Les parties ont été avisées que l’arrêt serait prononcé par sa mise à disposition au greffe de la Cour le 16 décembre 2024.
GREFFIER :
Lors des débats et du prononcé : Mme Yolande MODESTE, greffière
ARRÊT :
Contradictoire, prononcé publiquement par mise à disposition au greffe de la cour, les parties en ayant été préalablement avisées dans les conditions prévues au deuxième alinéa de l’article 450 du code de procédure civile ; signé par Mme Judith DELTOUR, présidente de chambre et par Mme Yolande MODESTE, greffière.
*
* *
FAITS ET PROCÉDURE
Prétendant qu’il s’était engagé à faire acheminer de la France hexagonale à la Guadeloupe et à ses frais, les cartons de déménagement contenant leurs effets personnels provisoirement confiés à une entreprise de garde-meubles, M. [Z] [H] et Mme [P] [R] son épouse, ont, par acte du 19 mai 2021, fait assigner M. [X] [A] devant le tribunal judiciaire de Basse-Terre pour obtenir, sous le bénéfice de l’exécution provisoire, qu’il dise leur action recevable et bien fondée, constate l’existence d’un lien contractuel né d’un accord de volontés entre les parties, constate que M. [A] a manqué à son obligation, lui ordonne de restituer l’intégralité des cartons leur appartenant sous astreinte de 1 000 euros par jour de retard ou d’inexécution de sa part, le condamne à leur payer la somme de 2 600 euros à titre de dommages et intérêts en réparation de leur préjudice matériel outre celle de 2 000 euros au titre de l’article 700 du code de procédure civile et au paiement des dépens.

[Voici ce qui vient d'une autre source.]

PR #2623, opened 2022-03-14
Overhaul three dot menu

Jikstra:
Screenshot_20220314_174734

Screenshot_20220314_172734

Screenshot_20220314_172755


r10s:
sooooooooo much better!

i would re-add "Edit Group", even if that is also possible indirectly by a tap on the title bar. it is an quite important, it was there before as well and it is good to have a "menu of all options" in the menu :)

Simon-Laux (approved):
nice now keyboard navigation in the 3dot-menu works!

Jikstra:
> sooooooooo much better!
> 
> i would re-add "Edit Group" or better the more common "View Profile", even if that is also possible indirectly by a tap on the title bar. it is an quite important item, it was there before as well and it is good to have a "menu of all options" in the menu :)

Removed it as even if there was an Edit Group, there was never an View Profile. So for 1to1 chats there never was an item to access to the profile dialog. But can add it again/add the other one too.

r10s:
> Removed it as even if there was an Edit Group, there was never an View Profile.

yip, it is good to have either both or none.

> But can add it again/add the other one too.

i would tend to add a "View Profile" for all group types on desktop. there is enough room on, the menu is still not overloaded and it makes migration easier if ppl search for sth. to "edit a group" in the three dot menu.

on android, however, we removed that option as there is far less space. also, in contrast to desktop, the title is "much closer" to the menu and ppl are much more used to tap there, these conventions are not there on desktop.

Par jugement contradictoire du 10 novembre 2022, le tribunal judiciaire de Basse-Terre a :
— rejeté les demandes de M. [Z] [H] et Mme [P] [R] épouse [H] ;
— rejeté la demande reconventionnelle de M. [X] [A] ;
— invité M. [A] à organiser, conformément à son offre, la remise amiable des cartons litigieux à [Localité 6], en concertation avec M. [Z] [H] et Mme [P] [R] épouse [H] ;
— dit n’y avoir lieu à application de l’article 700 du code de procédure civile ;
— laissé les dépens à la charge de M. [Z] [H] et Mme [P] [R] épouse [H].
Par déclaration reçue le 15 décembre 2022, M. [Z] [H] et Mme [P] [R] ont interjeté appel de ce jugement. Ils ont respectivement fait signifier les 23 février 2023 et 4 mars 2023, la déclaration d’appel et leurs conclusions d’appel à M. [A] lequel a constitué avocat le 3 juillet 2023.
Par arrêt avant dire droit du 2 mai 2024, la cour a ordonné la réouverture des débats à l’audience du 7 octobre 2024 pour observations des parties sur la recevabilité des conclusions de M. [A] notifiées par voie électronique le 3 juillet 2023, en application des dispositions de l’article 909 du code de procédure civile.
Les parties n’ont pas fait valoir d’observations.
L’affaire a été retenue à l’audience du 7 octobre 2024 puis mise en délibéré au 16 décembre 2024, date de son prononcé par mise à disposition au greffe.
PRÉTENTIONS ET MOYENS
Dans leurs conclusions du 15 mars 2023, M. et Mme [H] demandent à la cour, de :
— les dire recevables et bien fondés en leur appel ;
— infirmer en toutes ses dispositions le jugement rendu le 10 novembre 2022 par le tribunal judiciaire de Basse-Terre ;
— déclarer l’existence d’un lien contractuel entre M. et Mme [H] et M. [A] ;
A titre subsidiaire,
— déclarer la novation d’une obligation morale en obligation civile de M. [A] de s’exécuter à l’égard de M. et Mme [H] ;
— ordonner à M. [A] d’avoir à acheminer les cartons de M. et Mme [H] à leur domicile situé [Adresse 1] [Localité 4] ;
— assortir la décision à venir d’une astreinte de 1 000 euros par jour de retard ;
— condamner M. [A] à la somme de 2 600 euros au titre du préjudice matériel subi par M. et Mme [H] ;
— condamner M. [A] à verser la somme de 2 000 euros au titre de l’article 700 du code de procédure civile ;
— condamner le même aux entiers dépens dont distraction au profit de Me Guylène Nabab, avocat au barreau de Guadeloupe, Saint-Martin et Saint-Barthélémy.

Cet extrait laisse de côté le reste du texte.